§ **To do**
Exactly as written, give back every record below.

§ **Given records**
PR #1997, opened 2020-02-06
Unroll Bitcoin trait

tcharding:
Currently we are using a trait bound bound to `Bitcoin`.  Due to the
    fact that rustc does not use trait bounds when differentiating impl
    blocks this is currently buggy, the impl blocks are actually blanket
    implementations.  This currently works because we only use the
    implementations for the bitcoin side, as soon as we try to add the
    ethereum side this breaks.

    Attempt to unroll the `Bitcoin` trait and use concrete network types.
    This all goes ok until we get to the database layer.  Here we cannot
    unroll it because our current db implementation does not allow different
    types to be in the same column (by design).  With concrete network types
    all the database tables break - we would need to 'unroll' the tables
    also i.e., triple the tables, one for each network.

### DIFF
--- a/cnd/src/swap_protocols/facade.rs
+++ b/cnd/src/swap_protocols/facade.rs
@@ -103,15 +103,13 @@ where
 }
 
 #[async_trait::async_trait]
-impl<B: ledger::bitcoin::Bitcoin + ledger::bitcoin::Network> HtlcFunded<B, asset::Bitcoin>
-    for Facade
-{
+impl HtlcFunded<ledger::bitcoin::Mainnet, asset::Bitcoin> for Facade {
     async fn htlc_funded(
         &self,
-        htlc_params: HtlcParams<B, asset::Bitcoin>,
-        htlc_deployment: &Deployed<B>,
+        htlc_params: HtlcParams<ledger::bitcoin::Mainnet, asset::Bitcoin>,
+        htlc_deployment: &Deployed<ledger::bitcoin::Mainnet>,
         start_of_swap: NaiveDateTime,
-    ) -> anyhow::Result<Funded<B, asset::Bitcoin>> {
+    ) -> anyhow::Result<Funded<ledger::bitcoin::Mainnet, asset::Bitcoin>> {
         self.bitcoin_connector
             .htlc_funded(htlc_params, htlc_deployment, start_of_swap)
             .await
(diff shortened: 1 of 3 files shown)


thomaseizinger:
Hmm, I am not sure if we want to completely unroll it. For everything inside the "library" (currently roughly `swap_protocols`), using the trait should be fine.

I am not 100% sure though.

You mentioned something about doing the same thing for Ethereum breaks things, can you elaborate on that?

tcharding:
> Hmm, I am not sure if we want to completely unroll it. For everything inside the "library" (currently roughly `swap_protocols`), using the trait should be fine.
> 
> I am not 100% sure though.
> 
> You mentioned something about doing the same thing for Ethereum breaks things, can you elaborate on that?

We have the following code in `swap_protocols/rfc003/bitcoin.rs`
```

impl<B: ledger::Bitcoin> Ledger for B {
    type HtlcLocation = OutPoint;
    type Identity = PublicKey;
    type Transaction = Transaction;
}
```

The trait bound on `B` is not used by the compiler when creating concrete implementations of this generic code.  This means we cannot add
```
impl<B: ledger::Etherem> Ledger for E {
    type HtlcLocation = Address;
    type Identity = Address;
    type Transaction = Transaction;
}
```

thomaseizinger:
Did you actually try to compile that and it failed? Interesting, I want to look into that :)

tcharding:
> Did you actually try to compile that and it failed? Interesting, I want to look into that :)

Yes, the error is 'conflicting implementations'.  There is a new feature called 'specialisation' that is working to fix this.

https://github.com/rust-lang/rfcs/blob/master/text/1210-impl-specialization.md

tcharding:
Close, blocking issue is tracked elsewhere.

D4nte:
> > Did you actually try to compile that and it failed? Interesting, I want to look into that :)
> 
> Yes, the error is 'conflicting implementations'. There is a new feature called 'specialisation' that is working to fix this.
> 
> https://github.com/rust-lang/rfcs/blob/master/text/1210-impl-specialization.md

Yes but not ready yet: https://github.com/rust-lang/rust/issues/31844 :(

thomaseizinger:
> > > Did you actually try to compile that and it failed? Interesting, I want to look into that :)
> > 
> > 
> > Yes, the error is 'conflicting implementations'. There is a new feature called 'specialisation' that is working to fix this.
> > [rust-lang/rfcs:text/1210-impl-specialization.md@`master`](https://github.com/rust-lang/rfcs/blob/master/text/1210-impl-specialization.md) [](/rust-lang/rfcs/blob/HEAD@{2020-05-05T00:33:09Z}/text/1210-impl-specialization.md)
> 
> Yes but not ready yet: [rust-lang/rust#31844](https://github.com/rust-lang/rust/issues/31844) :(

It is unlikely that we will get specialization this year if ever from what I know. There are too many unresolved issues with it to land on stable :)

§ **Answer for the task**
PR #1997, opened 2020-02-06
Unroll Bitcoin trait

tcharding:
Currently we are using a trait bound bound to `Bitcoin`.  Due to the
    fact that rustc does not use trait bounds when differentiating impl
    blocks this is currently buggy, the impl blocks are actually blanket
    implementations.  This currently works because we only use the
    implementations for the bitcoin side, as soon as we try to add the
    ethereum side this breaks.

    Attempt to unroll the `Bitcoin` trait and use concrete network types.
    This all goes ok until we get to the database layer.  Here we cannot
    unroll it because our current db implementation does not allow different
    types to be in the same column (by design).  With concrete network types
    all the database tables break - we would need to 'unroll' the tables
    also i.e., triple the tables, one for each network.

### DIFF
--- a/cnd/src/swap_protocols/facade.rs
+++ b/cnd/src/swap_protocols/facade.rs
@@ -103,15 +103,13 @@ where
 }
 
 #[async_trait::async_trait]
-impl<B: ledger::bitcoin::Bitcoin + ledger::bitcoin::Network> HtlcFunded<B, asset::Bitcoin>
-    for Facade
-{
+impl HtlcFunded<ledger::bitcoin::Mainnet, asset::Bitcoin> for Facade {
     async fn htlc_funded(
         &self,
-        htlc_params: HtlcParams<B, asset::Bitcoin>,
-        htlc_deployment: &Deployed<B>,
+        htlc_params: HtlcParams<ledger::bitcoin::Mainnet, asset::Bitcoin>,
+        htlc_deployment: &Deployed<ledger::bitcoin::Mainnet>,
         start_of_swap: NaiveDateTime,
-    ) -> anyhow::Result<Funded<B, asset::Bitcoin>> {
+    ) -> anyhow::Result<Funded<ledger::bitcoin::Mainnet, asset::Bitcoin>> {
         self.bitcoin_connector
             .htlc_funded(htlc_params, htlc_deployment, start_of_swap)
             .await
(diff shortened: 1 of 3 files shown)


thomaseizinger:
Hmm, I am not sure if we want to completely unroll it. For everything inside the "library" (currently roughly `swap_protocols`), using the trait should be fine.

I am not 100% sure though.

You mentioned something about doing the same thing for Ethereum breaks things, can you elaborate on that?

tcharding:
> Hmm, I am not sure if we want to completely unroll it. For everything inside the "library" (currently roughly `swap_protocols`), using the trait should be fine.
> 
> I am not 100% sure though.
> 
> You mentioned something about doing the same thing for Ethereum breaks things, can you elaborate on that?

We have the following code in `swap_protocols/rfc003/bitcoin.rs`
```

impl<B: ledger::Bitcoin> Ledger for B {
    type HtlcLocation = OutPoint;
    type Identity = PublicKey;
    type Transaction = Transaction;
}
```

The trait bound on `B` is not used by the compiler when creating concrete implementations of this generic code.  This means we cannot add
```
impl<B: ledger::Etherem> Ledger for E {
    type HtlcLocation = Address;
    type Identity = Address;
    type Transaction = Transaction;
}
```

thomaseizinger:
Did you actually try to compile that and it failed? Interesting, I want to look into that :)

tcharding:
> Did you actually try to compile that and it failed? Interesting, I want to look into that :)

Yes, the error is 'conflicting implementations'.  There is a new feature called 'specialisation' that is working to fix this.

https://github.com/rust-lang/rfcs/blob/master/text/1210-impl-specialization.md

tcharding:
Close, blocking issue is tracked elsewhere.

D4nte:
> > Did you actually try to compile that and it failed? Interesting, I want to look into that :)
> 
> Yes, the error is 'conflicting implementations'. There is a new feature called 'specialisation' that is working to fix this.
> 
> https://github.com/rust-lang/rfcs/blob/master/text/1210-impl-specialization.md

Yes but not ready yet: https://github.com/rust-lang/rust/issues/31844 :(

thomaseizinger:
> > > Did you actually try to compile that and it failed? Interesting, I want to look into that :)
> > 
> > 
> > Yes, the error is 'conflicting implementations'. There is a new feature called 'specialisation' that is working to fix this.
> > [rust-lang/rfcs:text/1210-impl-specialization.md@`master`](https://github.com/rust-lang/rfcs/blob/master/text/1210-impl-specialization.md) [](/rust-lang/rfcs/blob/HEAD@{2020-05-05T00:33:09Z}/text/1210-impl-specialization.md)
> 
> Yes but not ready yet: [rust-lang/rust#31844](https://github.com/rust-lang/rust/issues/31844) :(

It is unlikely that we will get specialization this year if ever from what I know. There are too many unresolved issues with it to land on stable :)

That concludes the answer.